What you are asked to do
Repeat the lines below exactly as written, please, from the line with "claim. Thank you." to the line with "on the record.", both lines included, and no others.

Source information
____________

PR #8935, opened 2026-08-29
Restart fprintd after resume so it re-enumerates the reader

MaxMad75:
## Problem

Fingerprint authentication dies on this ThinkPad after enough suspend cycles, in a way that looks nothing like a failure. Everything you would check is healthy:

```console
$ systemctl show fprintd -p MainPID -p ActiveEnterTimestamp --value
115096
Fri 2026-08-28 17:19:26 CEST          # ~16 hours old, never exited

$ systemd-inhibit --list | grep -i fprint
net.reactivated.Fprint  0  root  115096  fprintd  sleep  Suspend fingerprint readers  delay

$ journalctl -u fprintd --since "16 hours ago" | wc -l
0
```

And yet:

```console
$ fprintd-list "$USER"
No devices available
```

The reader was on the bus the entire time — at a new address:

```console
$ lsusb | grep 06cb
Bus 001 Device 010: ID 06cb:00bd Synaptics, Inc. Prometheus MIS Touch Fingerprint Reader
                # 008 the day before
```

## Cause

libfprint enumerates USB once, at startup, and ships no hotplug support:

```console
$ strings /usr/lib/libfprint-2.so* | grep -ci hotplug
0
```

A daemon that outlives a re-enumeration therefore keeps a handle nothing answers to. `systemctl restart fprintd` clears it instantly and is the only cure I found.

The daemon reaches this state on its own. @xe-nvdk counted fprintd's idle exits on a second reader (`06cb:00fc`): 19 in the cycles before the wedging suspend, 0 in every cycle after it. A wedged instance stops exiting, so it does not need `--no-timeout` or any other keep-resident mitigation to become long-lived — those only make the failure easier to notice. (An earlier version of this section claimed the opposite; his counts corrected it.)

## Fix

A unit ordered after the sleep targets, enabled by `omarchy setup security fingerprint` alongside the PAM configuration it already writes.

It also caps `fprintd.service`'s stop timeout at 3s. A wedged fprintd does not answer SIGTERM, so at Omarchy's inherited default the restart would cost more on the wake path than the bug it repairs; the cap lets systemd reach for SIGKILL promptly. This part is orthogonal to the mechanism and worth keeping whichever of the neighbouring PRs lands — none of the others sets it.

`try-restart` rather than `restart`: when fprintd is not running there is nothing stale to clear, and *starting* it here would place its activation inside a sleep transition, which is precisely where logind refuses it its own delay inhibitor.

A unit rather than a script in `/usr/lib/systemd/system-sleep/`: systemd-sleep(8) calls those hooks "hacks" and points at inhibitor locks instead, and a hook runs *inside* the transition, which is the wrong moment to ask systemd to restart a service. I tried the hook first and it does not work — on systemd 261 `/etc/systemd/system-sleep/` is not read at all, and the man page documents only the `/usr/lib` path.

## Verified

Omarchy 4.0.1, systemd 261, kernel 7.1.9-arch1-2, ThinkPad X390 Yoga, Synaptics `06cb:00bd`, `mem_sleep=deep`.

The same shape is now confirmed on two further readers, both s2idle: `06cb:00fc` (X1 Carbon Gen 9, @xe-nvdk, with the kernel trace below) and `06cb:0123` (X1 Carbon Gen 13, @k7cfo in #8818). Three Synaptics variants and both sleep modes, which points at libfprint rather than at one firmware.

@xe-nvdk's kernel-side capture of the re-enumeration this PR is built on — the part I could only infer here:

```
usb 3-3: USB disconnect, device number 2
usb 3-3: New USB device found, idVendor=06cb, idProduct=00fc
fprintd: Ignoring device due to initialization error: unsupported firmware version
fprintd: Async command sending failed: USB error … No such device [-4]
```

Stop-timeout cap, on this machine:

```console
$ systemctl show fprintd -p TimeoutStopUSec --value
3s
```

```console
$ # across one systemd suspend/resume with the unit enabled
PID before: 252757
PID after:  253978

$ journalctl -u fprintd-resume
Starting Restart fprintd after resume so it re-enumerates the reader...
fprintd-resume.service: Deactivated successfully.
Finished Restart fprintd after resume so it re-enumerates the reader.

$ fprintd-list "$USER"
Fingerprints for user maxmad on Synaptics Sensors (press):
 - #0: right-index-finger

$ systemd-inhibit --list | grep -i fprint
net.reactivated.Fprint  0  root  253978  fprintd  sleep  ...    # the new instance
```

## What this does not claim

The original silent failure takes hours and several sleep cycles to appear here, and I could not provoke it on demand. Four attempts failed: unbinding and rebinding the USB driver, toggling `authorized` on the device, and short RTC-timed suspends — none of them re-addressed the reader the way an overnight run of suspends did.

So this is preventive rather than demonstrated against a reproduction: it makes the observed stale state unable to survive a wake. If someone has a reliable reproducer I would like to run against it.

## Overlap with #7158 and #8818

Both opened alongside this one and land on the same unit at resume:

- **#7158** installs a post-resume sleep hook running `timeout … try-restart fprintd.service` — functionally this PR, as a hook rather than a unit — plus retry backoff and an "unavailable" notice in the lock screen.
- **#8818** installs a post-resume hook that *stops* fprintd PID-selectively and leaves startup to the next D-Bus activation.

@spencerbull's review of #8818 makes the collision explicit: systemd runs `/usr/lib/systemd/system-sleep/` in parallel (he measured two hooks 53 µs apart), so a stop and a restart would race with no ordering to rely on. This PR's unit is ordered `After=suspend.target` rather than being a hook, so it is outside that parallel set, but it still acts on the same unit at the same moment.

I would rather see #7158 land than this: its first layer covers the same failure, and it also fixes the retry storm afterwards, which nothing here addresses. If a unit is preferred over a hook, this is the unit; otherwise the `TimeoutStopSec` cap is the piece worth salvaging.

Related: #7229 (the inhibitor race), #8531 (the lock-side fix for it), #7158, #8818.

### DIFF
--- a/bin/omarchy-setup-security-fingerprint
+++ b/bin/omarchy-setup-security-fingerprint
@@ -53,6 +53,39 @@ EOF
   fi
 }
 
+# libfprint enumerates USB once, at startup, and ships no hotplug support:
+#
+#   $ strings /usr/lib/libfprint-2.so* | grep -ci hotplug
+#   0
+#
+# So a long-lived fprintd never re-probes the bus. When a reader is
+# re-enumerated across suspend the daemon keeps a handle nothing answers to and
+# reports "No devices available" — with a healthy sleep inhibitor and nothing
+# at all in `journalctl -u fprintd`, which is what makes it hard to recognise.
+# Restarting it clears the stale state; doing so on every resume means the
+# state cannot outlive a single wake.
+#
+# try-restart, not restart: when fprintd is not running there is nothing stale
+# to clear, and starting it here would put its activation inside a sleep
+# transition, where logind refuses it its own delay inhibitor (see #7229).
+setup_fprintd_resume_unit() {
+  echo "Configuring fprintd to re-probe the reader after resume..."
+  sudo tee /etc/systemd/system/fprintd-resume.service >/dev/null <<'EOF'
+[Unit]
+Description=Restart fprintd after resume so it re-enumerates the reader
+After=suspend.target hibernate.target hybrid-sleep.target suspend-then-hibernate.target
+
+[Service]
+Type=oneshot
+ExecStart=/usr/bin/systemctl try-restart fprintd.service
+
+[Install]
+WantedBy=suspend.target hibernate.target hybrid-sleep.target suspend-then-hibernate.target
+EOF
+  sudo systemctl daemon-reload
+  sudo systemctl enable fprintd-resume.service >/dev/null
+}
+
 setup_lock_fingerprint_pam() {
   echo "Configuring lock screen for fingerprint authentication..."
   sudo tee /etc/pam.d/omarchy-lock-fingerprint >/dev/null <<'EOF'
@@ -100,6 +133,7 @@ if sudo fprintd-enroll "$USER"; then
     # pam_fprintd with nothing to match.
     setup_pam_config
     setup_lock_fingerprint_pam
+    setup_fprintd_resume_unit
     echo -e "\e[32m\nPerfect! Fingerprint authentication is now configured.\e[0m"
     echo "You can use your fingerprint for sudo, polkit, and lock screen (Super + Ctrl + L)."
   else
--- a/bin/omarchy-setup-security-fingerprint
+++ b/bin/omarchy-setup-security-fingerprint
@@ -82,6 +82,15 @@ ExecStart=/usr/bin/systemctl try-restart fprintd.service
 [Install]
 WantedBy=suspend.target hibernate.target hybrid-sleep.target suspend-then-hibernate.target
 EOF
+  # A wedged fprintd does not answer SIGTERM: clearing one takes the full stop
+  # timeout and then SIGKILL. At the default 90s that lands squarely on the
+  # wake path, so the restart above would make resume slower than the bug.
+  sudo mkdir -p /etc/systemd/system/fprintd.service.d
+  sudo tee /etc/systemd/system/fprintd.service.d/stop-timeout.conf >/dev/null <<'EOF'
+[Service]
+TimeoutStopSec=3s
+EOF
+
   sudo systemctl daemon-reload
   sudo systemctl enable fprintd-resume.service >/dev/null
 }


xe-nvdk:
Confirming this on a second Synaptics Prometheus, and I have the kernel-side evidence for the re-enumeration you infer from the changed bus address.

- Omarchy 4.0.1-1, systemd 261 (261.2-1-arch)
- kernel 7.1.9-arch1-2, `mem_sleep = [s2idle]`
- ThinkPad X1 Carbon Gen 9 (20XW003GUS), i7-1165G7
- Synaptics Prometheus `06cb:00fc` (yours is `06cb:00bd`)
- fprintd 1.94.5-2 / libfprint 1.94.100-1

### The kernel logs the re-enumeration as it happens

At the resume instant, the reader disconnects and comes straight back as a new device, and the surviving daemon keeps talking to the old handle:

```
07:34:11 kernel:  usb 3-3: USB disconnect, device number 2
07:34:11 kernel:  usb 3-3: New USB device found, idVendor=06cb, idProduct=00fc
07:34:12 fprintd[639160]: Ignoring device due to initialization error: unsupported firmware version
07:34:33 fprintd[639160]: Async command sending failed: USB error on device 06cb:00fc :
                          No such device (it may have been disconnected) [-4]
```

That is the same "enumerates once at startup, no hotplug" story, caught in the act rather than reconstructed after the fact.

### Why the daemon never clears itself

fprintd is D-Bus activated and normally idle-exits after ~30s, which would resolve this on its own. Counting `fprintd.service: Deactivated successfully` in a single boot, split at the suspend that wedged it:

```
before 23:28  ->  19 idle-exits
after  23:28  ->   0
```

```
$ ps -o pid,lstart,etime -p 639160
639160  Fri Aug 28 23:28:01 2026  09:06:18
```

Nine hours, started immediately before the overnight suspend. 2,391 refused claims across that boot; a single 20-second lock episode accounted for 74:

```
fprintd[639160]: Authorization denied to :1.4798 to call method 'Claim' for
                 device 'Synaptics Sensors': Device was already claimed
```

### The wedged daemon ignores SIGTERM

Worth noting for the stop-bounding discussion on #8818: clearing it is not a polite stop. `systemctl restart fprintd` sat through the full stop timeout and needed SIGKILL:

```
fprintd.service: State 'stop-sigterm' timed out. Killing.
fprintd.service: Killing process 639160 (fprintd) with signal SIGKILL.
fprintd.service: Consumed 6.260s CPU time over 36min 30.684s wall clock time, 6M memory peak.
```

So whatever lands is worth pairing with a short `TimeoutStopSec` (I run 3s) — otherwise a wedged instance adds the default 90s stop timeout to the wake path.

### Independent confirmation on the `/etc/systemd/system-sleep/` point

I hit your dead end before reading this PR, and can confirm it on systemd 261. The path is referenced nowhere in the binary:

```console
$ systemctl --version | head -1
systemd 261 (261.2-1-arch)

$ strings /usr/lib/systemd/systemd-sleep | grep -i system-sleep
/usr/lib/systemd/system-sleep

$ man systemd-sleep | grep -o '/[a-z/]*system-sleep/' | sort -u
/usr/lib/systemd/system-sleep/
```

A hook dropped in `/etc/systemd/system-sleep/` is silently never executed. Easy to fool yourself here, since running the script by hand proves nothing about whether systemd calls it.

### Your unit approach verified here

Same unit shape, `try-restart`, `After=`/`WantedBy=` the four sleep targets. Through a logind suspend with an RTC wake:

```
08:48:43  systemd[1]: Reached target Sleep.
08:48:53  systemd[1]: Starting Restart fprintd after resume so it re-enumerates the reader...
08:48:54  systemd[1]: Finished Restart fprintd after resume so it re-enumerates the reader.
```

Afterwards: device enumerates, `Verify started!` on first try, zero `already claimed`, zero `unsupported firmware version`, and idle-exits resumed normally.

One testing note that cost me a cycle: `rtcwake -m mem` writes directly to `/sys/power/state` and never reaches `Reached target Sleep`, so the unit correctly does not fire and it looks like a failure. `rtcwake -m no -s N` to arm the alarm followed by `systemctl suspend` exercises the real path.

MaxMad75:
@xe-nvdk — this is the kernel-side evidence I could not produce, and it changes what this PR can claim. Thank you.

**Your trace upgrades my mechanism from inferred to observed.** I argued the reader re-enumerates and libfprint never notices because it has no hotplug path (`strings /usr/lib/libfprint-2.so.2 | grep -ci hotplug` → 0, enumeration happens once at startup). I could not catch it happening. Your `usb 3-3: USB disconnect` → `New USB device found` → `unsupported firmware version` → `USB error … No such device [-4]` is that sequence, in order, on the record.

**You corrected the PR, and I have amended it.** I wrote that `--no-timeout` "makes the daemon long-lived by design, which is exactly the condition under which this failure appears". Your idle-exit counts — 19 before the wedging suspend, 0 after — show the wedged daemon stops exiting on its own. The failure does not need `--no-timeout`; that mitigation only makes it easier to notice. The body no longer says otherwise.

**Adopted your `TimeoutStopSec` finding** in `e455465`. You are right that this was a hole: a wedged fprintd ignores SIGTERM, and at the inherited default the restart would have cost more than the bug it repairs. The branch now also installs

```ini
# /etc/systemd/system/fprintd.service.d/stop-timeout.conf
[Service]
TimeoutStopSec=3s
```

Verified on my machine: `systemctl show fprintd -p TimeoutStopUSec --value` → `3s`, both drop-ins active.

**Third data point, and a different sleep mode.** ThinkPad X390 Yoga (`20NQS4RE00`), Synaptics `06cb:00bd`, fprintd 1.94.5-2, libfprint 1.94.100-1, Linux 7.1.9-arch1-2 — but `/sys/power/mem_sleep` here is `s2idle [deep]`, i.e. S3, where yours and #8818's reporters are both s2idle. Three Synaptics variants (`00bd`, `00fc`, `0123`) and both sleep modes now show the same shape, which makes this look like a libfprint property rather than a firmware quirk.

**And a scope problem I have to raise against my own PR.** Since I opened this, two neighbours have surfaced:

- **#8818** installs a post-resume sleep hook that *stops* fprintd (PID-selective) and leaves startup to the next D-Bus activation.
- **#7158** installs a post-resume sleep hook that runs `timeout … try-restart fprintd.service` — functionally what this PR does, only as a sleep hook rather than a unit — plus retry backoff and an "unavailable" notice in the lock screen.

systemd runs everything in `/usr/lib/systemd/system-sleep/` in parallel; @spencerbull measured two hooks starting 53 µs apart in #8818. My unit is ordered `After=suspend.target` rather than being a sleep hook, so it is not in that parallel set — but it still lands on the same unit at the same moment, and a stop from #8818 racing a restart from here would be exactly the failure mode he is warning about.

Concretely: **#7158's first layer already does what this PR does**, and it does it alongside the retry fix that covers the part neither of us addresses — the storm after the wedge (~4 PAM sessions/second against a reader that cannot answer; on my machine 178 sessions and 88 `already claimed` in 26 seconds, ending in a black screen). I would rather see that land than mine. If maintainers prefer a unit over a sleep hook, the `TimeoutStopSec` drop-in here is worth keeping either way — it is orthogonal to which of the three mechanisms wins, and none of the others sets it.

I am testing #7158 on this hardware now and will report there.

MaxMad75:
Closing in favour of #7158.

Having tested that branch on this hardware, it covers what this PR does and more: its post-resume hook clears the wedged claim (9 ms after resume here, fresh daemon 455 ms later, ordered before the lock screen's own resume work), and it also paces the retry storm afterwards — which is the part that actually put a black screen in front of me, and which this PR never addressed.

Two things from here that should not get lost, both already posted on #7158:

1. **A wedged fprintd does not answer SIGTERM.** Two of the ten fprintd stops in this machine's journal hit `State 'stop-sigterm' timed out. Killing.` and needed SIGKILL, at 5.08 s and 5.02 s against Omarchy's `DefaultTimeoutStopSec=5s`. Since a resume hook runs synchronously while `user.slice` is frozen, that cost lands on the thaw precisely in the case the hook exists for. A `TimeoutStopSec=3s` drop-in fixes it; none of the open PRs sets one. I have offered it to @GeertJohan against his branch so it can ride along there rather than becoming a fifth PR in this area.
2. **A third reader and the first deep-sleep data point.** ThinkPad X390 Yoga, Synaptics `06cb:00bd`, `mem_sleep=deep` (S3), alongside `06cb:00fc` (@xe-nvdk, here) and `06cb:0123` (@k7cfo, #8818) on s2idle. Three Synaptics variants and both sleep modes show the same shape, which points at libfprint's missing hotplug path rather than at one firmware.

Thanks @xe-nvdk for the kernel-level trace and the `TimeoutStopSec` catch — both of those findings outlived this PR.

____________

Result below
@xe-nvdk — this is the kernel-side evidence I could not produce, and it changes what this PR can claim. Thank you.

**Your trace upgrades my mechanism from inferred to observed.** I argued the reader re-enumerates and libfprint never notices because it has no hotplug path (`strings /usr/lib/libfprint-2.so.2 | grep -ci hotplug` → 0, enumeration happens once at startup). I could not catch it happening. Your `usb 3-3: USB disconnect` → `New USB device found` → `unsupported firmware version` → `USB error … No such device [-4]` is that sequence, in order, on the record.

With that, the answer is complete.